Jemand, der das bisher nicht erlebt hat, findet dies höchstwahrscheinlich spannend und schmeichelnd und es gibt nicht viele, die der Versuchung standhalten können.

Gernandt konnte nicht und machte den ersten fatalen Fehler; er vermutete aus seinen Erfahrungen mit seriösen Medien, dass mit seinen Sätzen  wie”Da kriege ich Hautausschlag” sensibel umgegangen werden würde. Falsch gedacht, Herr Gernandt. Wenn sie diesen Herren irgendetwas im Vertrauen erzählen, können sie ein Jahresgehalt darauf wetten, dass exakt diese Information innerhalb der nächsten 4 min. als Tweet um die Welt geht.

Im Grunde aber hat Gernandt den ersten Fehler schon vorher gemacht, indem er allzu offensiv mit der Personalie Beiersdorfer nach vorn preschte. Angestachelt von der falschen Vermutung, der Wahlerfolg von HSVPLUS steht und fällt mit einem Beiersdorfer als neuem Vorstandsvorsitzenden, bemerkte Gernandt nicht, dass es überhaupt nicht notwendig gewesen wäre, den Namen des Ex-Sportchefs so in den Fokus zu stellen.

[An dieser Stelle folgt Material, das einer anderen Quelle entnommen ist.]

PR #225, opened 2017-06-21
Locomotion Update

### LINKED ISSUE #203: Need a way to reset to default location/undo worldscale movement

mtschoen-unity:
This is a major overhaul of the locomotion tool. First off, I renamed it from BlinkLocomotionTool to LocomotionTool. One of the primary motivations is to clear locomotion off of the thumbsticks  entirely, because joystick locomotion is often overridden by menus (both main menu and radial menu use the joystick) or tools (i.e. Annotation tool). With some distance, I might want joystick locomotion back, but I would want a clear way of indicating to the user whether the joystick is going to move the player or do another action. LocomotionTool.cs is where most of the changes are.

The current methods of locomotion are:
- Blink Locomotion
    - Bound to Menu/B/Y button (Action 2)
    - Toggled in Settings Menu (Fly / Blink)
    - Same as always, with a scale-related visual bugfix (See below)
- Fly (Superman?) Locomotion
    - Bound to Menu/B/Y button (Action 2)
    - Toggled in Settings menu (Fly / Blink)
    - Point the ray in the direction you would like to fly
    - Pull the trigger to increase speed (analog)
    - A/X Button (Action 1) flies in reverse (Rift-only)
    - Either fly button (Action 1 / 2) + Grip (Trigger 2) to rotate world
- Crawl Locomotion
    - Pull grip to "grab" the world and move it around
- Two-handed Scale (Locomotion)
    - Pull both grips (Trigger 2) to move, scale, and rotate the world
    - Fancy visuals
    - Press both thumbsticks/thumbpads (Thumbstick Press) while holding both grips (Trigger 2) to reset scale, keeping your feet at about the same height (same as before)
    - Pull both triggers (Trigger 1) while holding both grips (Trigger 2) to reset position, rotation, and scale to origin/identity (new)
    
Multi-select has been moved from the grip trigger/button (Trigger 2) to the thumbstick/thumbpad press (Thumbstick Press). This is to avoid conflict with the Crawl locomotion, which is always active. To allow this to work on Vive, an ActivationThreshold was added to the RadialMenu which ignores joystick vectors whose magnitude are less than 0.5, to allow some wiggle room on where you can press the thumbpad.

The scale fix for blink visuals was just an issue of scale not being set properly when loading up saved viewer settings, where the blink visuals, which didn't use the IUsesViewerScale interface, thought scale was still set to 1.

The Locomotion Settings are added to the menu via a new interface, ISettingsMenuItemProvider. Unlike its counterpart, ISettingsMenuProvider, it only provides an item in the settings menu list, as opposed to a button and sub-face. It is implemented in almost exactly the same way--it provides a prefab which the system instantiates and serves back to the implementer. In implementing this menu, I came across the shortcoming that the existing settings menu system assumed a single provider per-type, which required fixes in both serialization and menu implementation.

Resolves #203

One final note: I just tried lowering the minimum scale back down to 0.01. UI raycasts do work sometimes, but everything is unstable in a way that wasn't the case in 5.4. We will have to investigate further if we want to allow editing at extremely small scales.


Tools/LocomotionTool/LocomotionTool.cs
```diff
@@ -0,0 +1,559 @@
...
+								if (thumbHeld && otherThumbHeld)
+								{
+									m_AllowScaling = false;
+
+									rayToRay = otherRayOrigin.position - rayOrigin.position;
+									midPoint = rayOrigin.position + rayToRay * 0.5f;
+									var currOffset = midPoint - cameraRig.position;
+
+									cameraRig.position = midPoint - currOffset / currentScale;
+									cameraRig.rotation = Quaternion.AngleAxis(m_StartYaw, Vector3.up);
```
AndrewTHEManeri: Should we be altering rotation at all here if it is just a scale reset?

amirebrahimi:
I'd suggest removing the "possibly fixes" part as that will automatically close that bug. My suggestion is to either verify that it does fix the bug or remove that.

New fly mode is cool!
Also, it's odd to me that the locomotion settings are directly in the Settings menu and not underneath a separate submenu. There's nothing there that designates that it is even for locomotion.

Re: the other changes - while thumbpad press on the Vive probably feels okay, on the Rift it is error prone and easy to lose a multi-selection. Would hope that there could be a better solution that you can come up with @timoni.

Using grip to move can easily trigger scaling. One improvement for this would be to have a small threshold of hand movement where scale doesn't change. Can you try that or discuss with @timoni?

The arc for blink is incorrect at short distances. Would be great if you could fix that in this update, since this is a locomotion update. Otherwise, I can report a separate bug if there isn't one already.

Docs need to be updated

Tools/LocomotionTool/LocomotionTool.cs
```diff
@@ -0,0 +1,559 @@
...
+			m_MainCamera.nearClipPlane = m_OriginalNearClipPlane;
+			m_MainCamera.farClipPlane = m_OriginalFarClipPlane;
+
+			if (m_ViewerScaleVisuals)
+				ObjectUtils.Destroy(m_ViewerScaleVisuals.gameObject);
+		}
+
+		void CreateViewerScaleVisuals(Transform leftHand, Transform rightHand)
+		{
+			m_ViewerScaleVisuals = ObjectUtils.Instantiate(m_ViewerScaleVisualsPrefab, cameraRig, false).GetComponent<ViewerScaleVisuals>();
```
AndrewTHEManeri: Probably want to cache/show/hide these visuals rather than remaking them all the time

Scripts/Core/EditorVR.Interfaces.cs
```diff
@@ -51,12 +51,22 @@ internal void ConnectInterfaces(object obj, Transform rayOrigin = null)
 					connectInterfaces(obj, rayOrigin);
 			}
 
-			internal void DisconnectInterfaces(object obj)
+			internal void DisconnectInterfaces(object obj, InputDevice device)
```
amirebrahimi: Why this? Looking at how you're calling it you could have just passed the deviceData and since you could have passed that, then why not simply pass the rayOrigin?

Scripts/Core/VRView.cs
```diff
@@ -132,9 +133,8 @@ public void OnEnable()
 			m_Camera.farClipPlane = 1000f;
 
 			// Generally, we want to be at a standing height, so default to that
-			const float kHeadHeight = 1.7f;
 			Vector3 position = m_CameraRig.position;
-			position.y = kHeadHeight;
+			position.y = HeadHeight;
```
amirebrahimi: Is this information provided from the partner SDKs and/or Unity API? Would be good to have the default HeadHeight at 1.7 unless a custom value is provided from the SDK.

Scripts/Interfaces/Entity/IMainMenu.cs
```diff
@@ -23,7 +23,12 @@ public interface IMainMenu : IMenu, IUsesMenuActions, ISelectTool
 		/// <summary>
 		/// The types which provide a settings menu
 		/// </summary>
-		Dictionary<Type, ISettingsMenuProvider> settingsMenuProviders { set; }
+		Dictionary<KeyValuePair<Type, Transform>, ISettingsMenuProvider> settingsMenuProviders { set; }
```
amirebrahimi: Why both menus providers and menu item providers?

Scripts/Modules/SerializedPreferencesModule.cs
```diff
@@ -94,8 +95,10 @@ internal string SerializePreferences()
 				}
 
 				if (item != null)
-					preferences.items.Add(item);
+					payloads[serializer.GetType()] = item;
```
amirebrahimi: Echoing @AndrewTHEManeri's comment, too. Not sure why this is necessary. Was this used for debug purposes at one point? I'd say revert back to what it was.

Tools/LocomotionTool/Scripts/BlinkVisuals.cs
```diff
@@ -180,9 +175,9 @@ void Update()
 				DrawMotionSpheres();
 
 				m_RoomScaleTransform.position = MathUtilsExt.SmoothDamp(m_RoomScaleLazyPosition, m_LocatorRoot.position,
-					ref m_MovementVelocityDelta, 0.2625f, 100f * viewerScale, Time.deltaTime);
+					ref m_MovementVelocityDelta, 0.2625f, 100f * this.GetViewerScale(), Time.deltaTime);
 
-				// Since the room scale visuals are parented under the locator root it is necessary to cache the position each frame before the locator root gets updated
+				// Since the room scale visuals are parented under the locater root it is necessary to cache the position each frame before the locater root gets updated
```
amirebrahimi: Why'd you change the spelling?

mtschoen-unity: Visual Assist was showing it as a typo, which was distracting.  I'm not actually sure if one is more/less correct.

Scripts/Modules/SerializedPreferencesModule.cs
mtschoen-unity: This is there to prevent an error which occurs on deserialization if you do somehow save more than one payload of the same type. I also check against this in the tool, but I thought it was a good idea to leave the safeguard in place.

Should we also print a warning if something tries to serialize the same type twice?

Menus/MainMenu/MainMenu.cs
```diff
@@ -143,77 +158,130 @@ void CreateFaceButtons(List<Type> types)
...
+						if (targetRayOrigin)
+						{
+							this.SelectTool(targetRayOrigin, selectedType);
+							UpdateToolButtons();
+						}
+					});
 				}
-				else if (isSettingsProvider)
+
+				if (isWorkspace)
```
mtschoen-unity: I'm not sure. Generally, a tool which is also a workspace would probably have an issue being either one independently. I actually haven't tested this to see what happens.

I also had a similar issue with the LocomotionTool in that it is a tool and a SettingsMenuItemProvider, but should not actually be included in the tools menu. Hence the added check to see if the tool is in the list of menuTools.

Generally, the reason for this change was because the LocomotionTool is now a type that is two things as far as the menu is concerned. We could alternatively go back to the previous setup and add a new class to delegate the ISettingsMenuItemProvider stuff.

Menus/MainMenu/MainMenu.cs
```diff
@@ -143,77 +158,130 @@ void CreateFaceButtons(List<Type> types)
...
+						var kvp = providerPair.Key;
+						if (kvp.Key == type && (kvp.Value == null || kvp.Value == rayOrigin))
 						{
-							var provider = settingsMenuProviders[selectedType];
-							provider.settingsMenuInstance = m_MainMenuUI.AddSubmenu(buttonData.sectionName, provider.settingsMenuPrefab);
-						});
+							var itemProvider = providerPair.Value;
+							if (buttonData == null)
+							{
+								buttonData = new MainMenuUI.ButtonData
```
mtschoen-unity: Yeah, I went back and forth a lot on how this code was structured. Let's maybe have a chat.

Scripts/Core/VRView.cs
mtschoen-unity: I want to say this used to be done only for Oculus, but I can't quite remember. All I'm doing in this case is exposing the const so I can reset to the same position.

Scripts/Interfaces/ISettingsMenuItemProvider.cs
```diff
@@ -0,0 +1,28 @@
+﻿#if UNITY_EDITOR
+using UnityEngine;
+
+namespace UnityEditor.Experimental.EditorVR
+{
+	/// <summary>
+	/// Decorates types that can provide a sub-menu on the Settings menu. The class should also use a MainMenuItemAttribute
```
mtschoen-unity: I'm not sure what you mean. What should inherit what?

The MainMenuItemAttribute is also problematic if we continue down the road of one class potentially being on the menu twice.

Scripts/Modules/SerializedPreferencesModule.cs
```diff
@@ -94,8 +95,10 @@ internal string SerializePreferences()
...
 			}
+
+			preferences.items.AddRange(payloads.Values);
```
mtschoen-unity: This is again to protect against adding an item of the same type more than once. The dictionary is ensuring that we just overwrite payloads of the same type instead of holding on to them.

Tools/LocomotionTool/LocomotionTool.cs
```diff
@@ -0,0 +1,559 @@
...
+		Preferences m_Preferences;
+
+		ViewerScaleVisuals m_ViewerScaleVisuals;
+
+		GameObject m_BlinkVisualsGO;
+		BlinkVisuals m_BlinkVisuals;
+
+		State m_State = State.Inactive;
+
+		bool m_AllowScaling = true;
```
mtschoen-unity: Yeah. A big improvement in this iteration is splitting out the various types of locomotion into their own method. In fact, the reason this was originally BlinkLocomotionTool is that we had intended for users to explicitly swap different locomotion tools for different types, but then realized that we pretty much want everything on all the time, if possible.

Tools/LocomotionTool/LocomotionTool.cs
```diff
@@ -0,0 +1,559 @@
...
+
+		public GameObject settingsMenuItemPrefab { get { return m_SettingsMenuItemPrefab; } }
+
+		public GameObject settingsMenuItemInstance
+		{
+			set
+			{
+				foreach (var toggle in value.GetComponentsInChildren<Toggle>())
+				{
+					if (toggle.isOn)
```
mtschoen-unity: Yeah. It's basically a way to avoid having to create a new script to put on the prefab just for the purpose of labeling the toggles. I'm happy to do it that way, if you prefer, or come up with a better heuristic (say, first child or something)

Tools/LocomotionTool/LocomotionTool.cs
```diff
@@ -0,0 +1,559 @@
...
+					{
+						m_FlyToggle = toggle;
+						toggle.onValueChanged.AddListener(isOn =>
```
mtschoen-unity: Nah, one-time. This happens once after you instantiate the prefab, and when you disable the tool (or in this case when you close EVR) we destroy the menu object

Tools/LocomotionTool/LocomotionTool.cs
```diff
@@ -0,0 +1,559 @@
...
+						{
+							if (m_BlockValueChangedListener)
+								return;
+
+							// m_Preferences on all instances refer
+							m_Preferences.blinkMode = !isOn;
+							foreach (LocomotionTool linkedObject in linkedObjects)
```
mtschoen-unity: Hm. I actually switched to this approach just to cut out that boilerplate line. Either way we need to use the class name, so a refactor would have to pick it up. My thinking going forward is only to use var if we don't need the cast. I'm open to discuss this, however.

Tools/LocomotionTool/LocomotionTool.cs
```diff
@@ -0,0 +1,559 @@
...
+							{
+								if (linkedObject != this)
+								{
+									linkedObject.m_BlockValueChangedListener = true;
+									//linkedObject.m_ToggleGroup.NotifyToggleOn(isOn ? m_FlyToggle : m_BlinkToggle);
+									// HACK: Toggle Group claims these toggles are not a part of the group
```
mtschoen-unity: Will do. I need to investigate a little further and/or come up with a simpler repro case.

Tools/LocomotionTool/LocomotionTool.cs
```diff
@@ -0,0 +1,559 @@
...
+			m_BlinkVisuals.enabled = false;
+			m_BlinkVisualsGO.transform.parent = rayOrigin;
+			m_BlinkVisualsGO.transform.localPosition = Vector3.zero;
+			m_BlinkVisualsGO.transform.localRotation = Quaternion.identity;
+
+			m_MainCamera = CameraUtils.GetMainCamera();
+			m_OriginalNearClipPlane = m_MainCamera.nearClipPlane;
+			m_OriginalFarClipPlane = m_MainCamera.farClipPlane;
+
+			Shader.SetGlobalFloat(k_WorldScaleProperty, 1);
```
mtschoen-unity: Hm... The interface is just about accessing the scale property on the camera rig transform. This is the place where we actually do the scaling, so any other place would have to poll the value in an update loop or something. Can you explain more about how you are thinking of doing this?

Tools/LocomotionTool/LocomotionTool.cs
```diff
@@ -0,0 +1,559 @@
...
+
+				if (locomotionTool.m_State != State.Inactive)
+					return;
+			}
+
+			DoTwoHandedScaling(consumeControl);
+
+			if (!m_Scaling)
+			{
+				if (!m_WasRotating)
```
mtschoen-unity: I'll give this a try

Tools/LocomotionTool/LocomotionTool.cs
```diff
@@ -0,0 +1,559 @@
...
+									var yawSign = Mathf.Sign(Vector3.Dot(Quaternion.AngleAxis(90, Vector3.down) * m_StartDirection, rayToRay));
+									var currentYaw = m_StartYaw + Vector3.Angle(m_StartDirection, rayToRay) * yawSign;
+									var currentRotation = Quaternion.AngleAxis(currentYaw, Vector3.up);
+									midPoint = currentRotation * midPoint * currentScale;
+
+									cameraRig.position = m_StartPosition + m_StartMidPoint - midPoint;
+									cameraRig.localScale = Vector3.one * currentScale;
+									cameraRig.rotation = currentRotation;
+
+									m_MainCamera.nearClipPlane = m_OriginalNearClipPlane * currentScale;
```
mtschoen-unity: Hm. I definitely saw issues with this when scaling myself down very small. Let me test on my end

Tools/LocomotionTool/LocomotionTool.cs
mtschoen-unity: Sounds good.

Tools/SelectionTool/SelectionTool.cs
```diff
@@ -114,10 +118,20 @@ public void ProcessInput(ActionMapInput input, ConsumeControlDelegate consumeCon
 				}
 			}
 
+			var selectionInput = (SelectionInput)input;
```
mtschoen-unity: Good catch. Simple oversight

mtschoen-unity:
Thanks for the reviews. I'm going to go and make the obvious changes. It sounds like you both had issues with Thumbstick for multi-select. I'll be honest: I don't love it either. Adding the Activation Threshold for the radial menu definitely helped, but it seems like that's not enough.

@amirebrahimi, you make a good point about the settings being in-line in the menu. I still think it is valuable to have the option to add a small item to the settings menu, rather than needing an entire sub-face for everything. I think a good compromise would be to add a title "Locomotion Mode:" to the prefab, and maybe reducing the height of the toggle button. I'm also not opposed to deciding not to implement the SettingsMenuItem feature if we think it's a bad design. Thoughts, @timoni?

I've been racking my brain about a better way to avoid overlaps between these "always-on" types of interactions. We had also tried options where grip is still multi-select, but will block crawl locomotion if an object is selected, or if you are currently hovering an object, but it was hard to understand why crawl wasn't working.

Another option is to further break down the locomotion modes so that crawl is also bound to the menu/B button, but I think it feels much better using the grips. I'm not sure how best to go forward. In my opinion, this is the best compromise, but perhaps there is a better way.

Menus/MainMenu/MainMenu.cs
AndrewTHEManeri: discussion result: Leaving this one alone

Tools/LocomotionTool/LocomotionTool.cs
mtschoen-unity: The idea is to undo what you just did with the two-handed scale, since you might just be wanting to reset your scale. @timoni, thoughts?

Menus/MainMenu/MainMenu.cs
AndrewTHEManeri: discussion result : doing name sanitizing.  If this ends up over-aggressive at some point we'll introduce a way to specify custom clean names

Scripts/Modules/SerializedPreferencesModule.cs
amirebrahimi: Hmm...Useful for us internally, but would be confusing to someone else. We would need some way to turn it on only for our builds. You could look for an internal define that only shows up when building from trunk?

AndrewTHEManeri: Discussion result: Taking this a step further actually.  Storing the prefs in a dictionary and converting to list to serialize/deserialize.  Also spitting out warning if double-serialization tries to happen.

Tools/LocomotionTool/LocomotionTool.cs
AndrewTHEManeri: Discussion result: This is only happening here.  If/when that changes we'll centralize these things to ISetViewerScale

Scripts/Core/VRView.cs
mtschoen-unity: We should also check if the tracking is configured for sitting or standing and not apply the offset if it is standing/roomscale. Since I am just exposing this for the reset feature, I would like to punt this to a later improvement. I can create an issue if needed.

Scripts/Core/EditorVR.Interfaces.cs
mtschoen-unity: This was just to stay consistent with the way ConnectInterfaces is called.

Scripts/Interfaces/Entity/IMainMenu.cs
mtschoen-unity: Menu Item provider is for adding single items like this toggle group to the settings menu, as opposed to entire sub-faces

Tools/LocomotionTool/LocomotionTool.cs
mtschoen-unity: Yeah. If you scale yourself down, the near clip plane starts clipping out the EVR objects.

Scripts/Core/VRView.cs
AndrewTHEManeri: Yeah, let's issue this so we don't lose it

Scripts/Core/EditorVR.Menus.cs
```diff
@@ -30,7 +30,8 @@ internal enum MenuHideFlags
 				NearWorkspace = 1 << 2,
 			}
 
-			readonly Dictionary<Type, ISettingsMenuProvider> m_SettingsMenuProviders = new Dictionary<Type, ISettingsMenuProvider>();
+			readonly Dictionary<KeyValuePair<Type, Transform>, ISettingsMenuProvider> m_SettingsMenuProviders = new Dictionary<KeyValuePair<Type, Transform>, ISettingsMenuProvider>();
```
AndrewTHEManeri: We're going to punt on this for now - we haven't found a solution that was convincingly more elegant than this

AndrewTHEManeri:
There are some open issues here in regards to the actual UI menu and other visual flare type-things - but I feel they are more appropriate for a subsequent PR rather than this one - and these new locomotion modes feel really good.  I'll be adding issues for them if they do not already exist.

Tools/LocomotionTool/LocomotionTool.cs
```diff
@@ -0,0 +1,599 @@
...
+
+				consumeControl(m_LocomotionInput.forward);
+				return true;
+			}
+
+			m_Rotating = false;
+			return false;
+		}
+
+		bool DoCrawl(ConsumeControlDelegate consumeControl)
```
dunity: Doesn't look like we're using this return value.  Though it does match the "Do" functions.

dunity: After speaking with @Schoen , me mentioned that this is intentional.

Scripts/Core/EditorVR.Interfaces.cs
amirebrahimi: I don't think it is needed.

amirebrahimi: @AndrewTHEManeri - if you're going to fix, then take a look at my original comment.

AndrewTHEManeri:
DisconnectInterfaces altered back - If we wish to maintain parity between the implementations of Connect and Disconnect, another option to make an Extension method for InputDevice to return a RayOrigin - at which point the calls to Connect to reference the RayOrigin version exclusively as well.

AndrewTHEManeri:
Manual merge test was successful, performing auto-merge now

HSVPLUS wäre auch ohne Beiersdorfer gekommen und man hätte sich viel Erklärung und wahrscheinlich auch Geld sparen können, wenn man mit Zenith St. Petersburg im Stillen hätte verhandeln können.

So aber wurde Beiersdorfer zum Politikum und Gernandt geriet mit jedem Tag mehr in Zugzwang. Da die Russen keinen Schwachköpfe sind, werden sie sich diese Zwangssituation gut haben bezahlen lassen.

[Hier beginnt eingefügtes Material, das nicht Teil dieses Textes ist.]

PR #226, opened 2017-06-21
Haptics bugfixes

mtschoen-unity:
A couple things snuck through in the last PR.
- Workspaces with zoom sliders didn't load correctly because of a null ref in WorkspaceButton
- IRayToNode was using old-style functionality injection
- Project workspace lists were missing their haptic pulse object

### DIFF
--- a/Scripts/ListView/ListViewControllerBase.cs
+++ b/Scripts/ListView/ListViewControllerBase.cs
@@ -87,11 +87,7 @@ namespace ListView
 			UpdateView();
 
 			if (m_Scrolling)
-			{
-				if (!m_ScrollPulse)
-				Debug.Log(this, this);
 				this.Pulse(null, m_ScrollPulse);
-			}
 		}
 
 		protected abstract void Setup();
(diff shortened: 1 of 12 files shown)


Scripts/ListView/ListViewControllerBase.cs
```diff
@@ -87,7 +87,11 @@ void Update()
 			UpdateView();
 
 			if (m_Scrolling)
+			{
+				if (!m_ScrollPulse)
```
AndrewTHEManeri: Probably don't want this logging here

Workspaces/Common/Scripts/WorkspaceButton.cs
```diff
@@ -211,7 +208,8 @@ void Awake()
 			if (m_SwapIconsOnClick && m_AlternateIconSprite)
```
AndrewTHEManeri: the if(m_Button) check needs to surround this whole block or the next line will have a nullref

Scripts/ListView/ListViewControllerBase.cs
mtschoen-unity: Ah yep. My bad there.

Nun gut, Fehler passieren. Wichtig ist nur, dass man aus ihnen lernt. Gernandt scheint aber momentan nicht wirklich lernen zu wollen, denn bereits kurz nach Bekanntgabe der Presse-Erklärung strahlte er erneut in eine SKY-Kamera und ließ sich abfeiern.

Ich befürchte, Karl Gernandt hat sich im Vorfelde seiner HSVPLUS-Aktivität nicht ausreichend mit zwei Dingen beschäftigt.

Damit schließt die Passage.